Ärzte Zeitung online, 29.01.2018

Psychotherapie

Wissenschaftsrat will sechs Jahre Studium

Der Wissenschaftsrat empfiehlt neue Wege in der Psychotherapeutenausbildung. Die Ärzte stehen dem Projekt skeptisch gegenüber.

BERLIN. Die Reform der Psychotherapeutenausbildung wird von der Ärzteschaft argwöhnisch beäugt. Die Kritik zielt vor allem auf in einem Arbeitsentwurf des Bundesgesundheitsministeriums aufgeführten Plänen für Modellstudiengänge, mit denen die Absolventen des neuen Approbationsstudiengangs auf das Verschreiben von Medikamenten vorbereitet werden sollen. Das ist bislang den ärztlichen Psychotherapeuten vorbehalten.

Der Wissenschaftsrat berät Bund und Länder in Fragen der Entwicklung der Hochschulen sowie Wissenschaft und Forschung. In seiner jüngsten Sitzung hat der Rat Empfehlungen zu dieser umstrittenen Reform beschlossen. Die Psychotherapeutenausbildung solle im ersten Studienabschnitt in ein allgemeines Psychologiestudium eingebettet werden, sagte die Vorsitzende des Rates Professorin Martina Brockmeier am Montag in Berlin. Darauf solle dann ein Masterstudium "Klinische Psychologie und Psychotherapie" aufbauen. "Es ist gut, wenn man die Psychotherapie-Ausbildung" wieder in den akademischen Raum zurückholen kann", sagte Brockmeier.

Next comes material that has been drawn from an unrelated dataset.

PR #63, opened 2026-05-25
feat(ci): enforce changelog updates and dismiss stale approvals on drive-by pushes [DT-163]

stwilt:
Adopts two composite actions from PlainsightAI/gh-actions-public:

Aus den Konflikten zwischen den Verbänden der Psychologischen Psychotherapeuten und Kinder- und Jugendlichen-Psychotherapeuten und Ärzten hält sich der Wissenschaftsrat weitgehend heraus. Immerhin sieht er in den bisher vorliegenden Plänen die Praxis untergewichtet. Das Gremium befürwortet daher Pläne, die Erteilung der Approbation über die Bachelor- und Masterprüfung hinaus auch von einer Prüfung praktischer Handlungskompetenzen abhängig zu machen. Um sicherzugehen, dass mit der Approbation auch tatsächlich praktische Fähigkeiten vorliegen, solle nach der Masterprüfung zunächst eine eingeschränkte Behandlungserlaubnis vergeben werden. Die endgültige Approbation solle dann nach einem postgradualen praktischen Jahr erfolgen.

Ansprüche stellt der Wissenschaftsrat auch an die Hochschulen. Wer ausbilden will, sollte nach Auffassung des Rates eine eigenständige und höchsten methodischen Standards entsprechende Forschung im Bereich der Psychotherapie und ihrer psychologischen Grundlagen betreiben.

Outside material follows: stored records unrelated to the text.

PR #64, opened 2026-05-25
fix(auth): support both trailing-slash and non-trailing-slash token issuers

stwilt:
JWTVerifier expects a strict string match on the token's "iss" claim. The authorization server issues tokens with a trailing slash (https://api.dev.plainsight.tech/), while our environment configuration might not have one, causing token verification to fail with a 401 Unauthorized issuer mismatch.

To resolve this robustly:
- Integrated urllib.parse syntax-aware parsing to construct both trailing-slash and non-trailing-slash variants of the authorization server URL.
- Configured the JWTVerifier's issuer parameter with a list containing both variants to handle either format dynamically.
- Updated the OAuth provider test suite assertions to verify the configured list behavior.

### DIFF
--- a/src/openfilter_mcp/server.py
+++ b/src/openfilter_mcp/server.py
@@ -435,26 +435,22 @@ def _build_oauth_provider() -> Any:
         f"http://localhost:{os.getenv('PORT', '3000')}",
     ).rstrip("/")
 
-    # Use syntax-aware URL parsing to construct allowed issuers with/without trailing slash
-    from urllib.parse import urlparse, urlunparse
-    parsed_as = urlparse(as_url)
-    if parsed_as.scheme and parsed_as.netloc:
-        path_no_slash = parsed_as.path.rstrip("/")
-        issuer_no_slash = urlunparse(parsed_as._replace(path=path_no_slash))
-        issuer_with_slash = urlunparse(parsed_as._replace(path=path_no_slash + "/"))
-        allowed_issuers = [issuer_no_slash, issuer_with_slash]
-    else:
-        allowed_issuers = [as_url, f"{as_url}/"]
+    # Accept both trailing-slash and non-trailing-slash variants of the AS
+    # URL — the authorization server may issue tokens with either form in
+    # the `iss` claim depending on configuration.
+    allowed_issuers = [as_url, f"{as_url}/"]
 
     # Default audience set: the spec'd RFC 8707 binding (resource_url +
     # "/mcp", which is what the protected-resource doc advertises and
-    # what RemoteAuthProvider broadcasts as the resource) plus the AS
-    # URL for iss-fallback compatibility. Either passes verification.
+    # what RemoteAuthProvider broadcasts as the resource) plus both
+    # slash variants of the AS URL for iss-fallback compatibility (when
+    # a client doesn't pass `resource=` at /authorize, `aud` mirrors
+    # `iss`, which may carry a trailing slash).
     audience_env = os.getenv("OAUTH_AUDIENCE")
     if audience_env:
         audience: str | list[str] = [a.strip() for a in audience_env.split(",") if a.strip()]
     else:
-        audience = [f"{resource_url}/mcp", as_url]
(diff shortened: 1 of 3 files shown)


src/openfilter_mcp/server.py
```diff
@@ -446,7 +458,7 @@ def _build_oauth_provider() -> Any:
 
     verifier = JWTVerifier(
         jwks_uri=f"{as_url}/.well-known/jwks.json",
-        issuer=as_url,
+        issuer=allowed_issuers,
```
lucasmundim, line 457: The issuer is now a list of both slash variants, but the audience built on line 457 still uses bare `as_url` (no slash). After PlainsightAI/plainsight-api#799 the API preserves the trailing slash on `iss`, so iss-fallback tokens (no `resource=` passed at /authorize) will have `aud` ending in `/` and won't match the audience list. The issuer check passes; the audience check still fails. Consider mirroring this on audience: `audience = [f"{resource_url}/mcp", as_url, f"{as_url}/"]`, or drop the iss-fallback branch from the docstring if it's no longer supported.

lucasmundim (commented):
### Code review

Found 1 issue:

1. The PR fixes the `iss` mismatch (accepting both slash variants), but the audience list is not symmetrically updated. Since the related plainsight-api change (PlainsightAI/plainsight-api#799) now preserves the trailing slash in the issuer URL, tokens issued via the `aud = iss` RFC 8707 fallback (when a client does not pass `resource=` at `/authorize` — what the docstring on lines 449-452 calls "iss-fallback compatibility") will carry `aud: "https://api.prod.plainsight.tech/"` with the trailing slash, but the verifier's audience list contains `as_url` stripped of its slash. The issuer check would pass; the audience check would fail. Either also add the trailing-slash variant to `audience` (mirroring `allowed_issuers`), or rely on RFC 8707-aware clients only and drop the iss-fallback branch from the docstring.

Zudem sollten ausbildende Hochschulen eine psychotherapeutische Hochschulambulanz betreiben oder zumindest mit anderen Hochschulen und medizinischen Einrichtungen eng zusammenarbeiten.

Der Wissenschaftsrat fordert die Hochschulen auf, Studiengänge einschließlich einer fünfährigen Weiterbildungsphase aus einem Guss zu konzipieren. Dazu sollten Psychotherapeuten in der Weiterbildung gesetzlich mit Ärzten in Weiterbildung gleichgestellt werden.

Die Akademisierung der Psychotherapieausbildung biete Chancen für die Forschung, sagte Brockmeier. Themen wie Migration und Industrie 4.0 lägen noch weitgehend brach. "Es besteht der Eindruck, dass sich die Psychologie diesen Herausforderungen noch nicht angenommen hat", sagte Brockmeier.

In Deutschland leisten vor allem Haus- und Fachärzte die psychosomatische Grundversorgung. Ausweislich von Zahlen der Bundesärztekammer werden mehr als 80 Prozent der Patienten mit einer Depression vom Hausarzt behandelt, 40 Prozent der Patienten mit psychischen Störungen vom Facharzt mit der Zusatzbezeichnung Psychotherapie. (af)

Weitere Beiträge aus diesem Themenbereich

Schreiben Sie einen Kommentar

Überschrift

Text

Die Newsletter der Ärzte Zeitung

Lesen Sie alles wichtige aus den Bereichen Medizin, Gesundheitspolitik und Praxis und Wirtschaft.

Ausreichend Folsäure schützt Hypertoniker vor Schlaganfall

Bestimmte Hypertoniker sollten auf eine gute Folsäureversorgung achten. Dadurch können sie ihr Schlaganfallrisiko deutlich senken. mehr »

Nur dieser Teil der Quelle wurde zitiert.